TASK DETAILS » All of the data needs to be reproduced with no alterations.

──────────────────────────────

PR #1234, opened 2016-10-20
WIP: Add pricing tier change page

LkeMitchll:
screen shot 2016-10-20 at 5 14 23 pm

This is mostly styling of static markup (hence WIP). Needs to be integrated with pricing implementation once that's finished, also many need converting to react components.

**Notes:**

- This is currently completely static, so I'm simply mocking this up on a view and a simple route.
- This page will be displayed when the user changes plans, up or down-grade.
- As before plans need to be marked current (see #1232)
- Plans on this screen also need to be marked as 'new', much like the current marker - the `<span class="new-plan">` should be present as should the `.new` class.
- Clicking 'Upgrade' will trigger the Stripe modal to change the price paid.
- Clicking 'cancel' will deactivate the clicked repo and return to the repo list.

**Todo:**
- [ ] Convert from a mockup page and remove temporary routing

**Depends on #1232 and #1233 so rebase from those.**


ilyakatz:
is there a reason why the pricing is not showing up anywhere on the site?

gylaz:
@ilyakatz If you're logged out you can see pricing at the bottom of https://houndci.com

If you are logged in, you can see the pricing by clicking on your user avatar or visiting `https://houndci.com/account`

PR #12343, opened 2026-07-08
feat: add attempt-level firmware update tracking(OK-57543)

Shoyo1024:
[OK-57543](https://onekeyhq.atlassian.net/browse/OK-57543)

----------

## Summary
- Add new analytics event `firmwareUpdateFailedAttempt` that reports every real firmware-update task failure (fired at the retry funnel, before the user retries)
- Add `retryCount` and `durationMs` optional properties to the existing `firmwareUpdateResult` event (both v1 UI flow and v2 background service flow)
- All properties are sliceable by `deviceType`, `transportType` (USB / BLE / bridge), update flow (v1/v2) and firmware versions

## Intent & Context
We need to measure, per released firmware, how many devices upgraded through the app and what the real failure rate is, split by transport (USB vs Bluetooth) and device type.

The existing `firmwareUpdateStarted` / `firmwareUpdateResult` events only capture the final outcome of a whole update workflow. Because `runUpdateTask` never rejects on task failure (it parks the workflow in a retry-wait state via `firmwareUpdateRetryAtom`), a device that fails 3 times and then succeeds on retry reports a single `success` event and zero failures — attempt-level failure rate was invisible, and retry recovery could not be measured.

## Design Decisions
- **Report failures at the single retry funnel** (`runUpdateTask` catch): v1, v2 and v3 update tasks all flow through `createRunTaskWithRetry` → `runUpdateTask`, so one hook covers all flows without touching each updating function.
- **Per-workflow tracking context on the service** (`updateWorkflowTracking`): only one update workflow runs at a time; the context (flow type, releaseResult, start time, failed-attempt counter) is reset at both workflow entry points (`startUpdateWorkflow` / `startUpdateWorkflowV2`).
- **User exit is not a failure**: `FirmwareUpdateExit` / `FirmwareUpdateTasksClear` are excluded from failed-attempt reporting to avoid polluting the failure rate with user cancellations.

──────────────────────────────

WRITTEN ANSWER »
PR #1234, opened 2016-10-20
WIP: Add pricing tier change page

LkeMitchll:
screen shot 2016-10-20 at 5 14 23 pm

This is mostly styling of static markup (hence WIP). Needs to be integrated with pricing implementation once that's finished, also many need converting to react components.

**Notes:**

- This is currently completely static, so I'm simply mocking this up on a view and a simple route.
- This page will be displayed when the user changes plans, up or down-grade.
- As before plans need to be marked current (see #1232)
- Plans on this screen also need to be marked as 'new', much like the current marker - the `<span class="new-plan">` should be present as should the `.new` class.
- Clicking 'Upgrade' will trigger the Stripe modal to change the price paid.
- Clicking 'cancel' will deactivate the clicked repo and return to the repo list.

**Todo:**
- [ ] Convert from a mockup page and remove temporary routing

**Depends on #1232 and #1233 so rebase from those.**


ilyakatz:
is there a reason why the pricing is not showing up anywhere on the site?

gylaz:
@ilyakatz If you're logged out you can see pricing at the bottom of https://houndci.com

If you are logged in, you can see the pricing by clicking on your user avatar or visiting `https://houndci.com/account`

PR #12343, opened 2026-07-08
feat: add attempt-level firmware update tracking(OK-57543)

Shoyo1024:
[OK-57543](https://onekeyhq.atlassian.net/browse/OK-57543)

----------

## Summary
- Add new analytics event `firmwareUpdateFailedAttempt` that reports every real firmware-update task failure (fired at the retry funnel, before the user retries)
- Add `retryCount` and `durationMs` optional properties to the existing `firmwareUpdateResult` event (both v1 UI flow and v2 background service flow)
- All properties are sliceable by `deviceType`, `transportType` (USB / BLE / bridge), update flow (v1/v2) and firmware versions

## Intent & Context
We need to measure, per released firmware, how many devices upgraded through the app and what the real failure rate is, split by transport (USB vs Bluetooth) and device type.

The existing `firmwareUpdateStarted` / `firmwareUpdateResult` events only capture the final outcome of a whole update workflow. Because `runUpdateTask` never rejects on task failure (it parks the workflow in a retry-wait state via `firmwareUpdateRetryAtom`), a device that fails 3 times and then succeeds on retry reports a single `success` event and zero failures — attempt-level failure rate was invisible, and retry recovery could not be measured.

## Design Decisions
- **Report failures at the single retry funnel** (`runUpdateTask` catch): v1, v2 and v3 update tasks all flow through `createRunTaskWithRetry` → `runUpdateTask`, so one hook covers all flows without touching each updating function.
- **Per-workflow tracking context on the service** (`updateWorkflowTracking`): only one update workflow runs at a time; the context (flow type, releaseResult, start time, failed-attempt counter) is reset at both workflow entry points (`startUpdateWorkflow` / `startUpdateWorkflowV2`).
- **User exit is not a failure**: `FirmwareUpdateExit` / `FirmwareUpdateTasksClear` are excluded from failed-attempt reporting to avoid polluting the failure rate with user cancellations.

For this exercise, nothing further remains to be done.